▶ WHAT IS NEEDED
The required output is the complete listing, copied word for word.

▶ MATERIALS PROVIDED
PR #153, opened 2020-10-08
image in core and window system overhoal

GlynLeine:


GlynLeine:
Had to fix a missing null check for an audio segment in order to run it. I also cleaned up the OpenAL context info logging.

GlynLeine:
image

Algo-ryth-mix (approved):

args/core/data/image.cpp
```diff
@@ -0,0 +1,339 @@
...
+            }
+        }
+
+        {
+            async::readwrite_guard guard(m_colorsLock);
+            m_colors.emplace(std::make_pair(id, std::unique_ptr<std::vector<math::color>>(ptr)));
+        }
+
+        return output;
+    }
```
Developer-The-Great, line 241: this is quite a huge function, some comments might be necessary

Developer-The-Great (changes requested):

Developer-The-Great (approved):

▶ YOUR RESPONSE
PR #153, opened 2020-10-08
image in core and window system overhoal

GlynLeine:


GlynLeine:
Had to fix a missing null check for an audio segment in order to run it. I also cleaned up the OpenAL context info logging.

GlynLeine:
image

Algo-ryth-mix (approved):

args/core/data/image.cpp
```diff
@@ -0,0 +1,339 @@
...
+            }
+        }
+
+        {
+            async::readwrite_guard guard(m_colorsLock);
+            m_colors.emplace(std::make_pair(id, std::unique_ptr<std::vector<math::color>>(ptr)));
+        }
+
+        return output;
+    }
```
Developer-The-Great, line 241: this is quite a huge function, some comments might be necessary

Developer-The-Great (changes requested):

Developer-The-Great (approved):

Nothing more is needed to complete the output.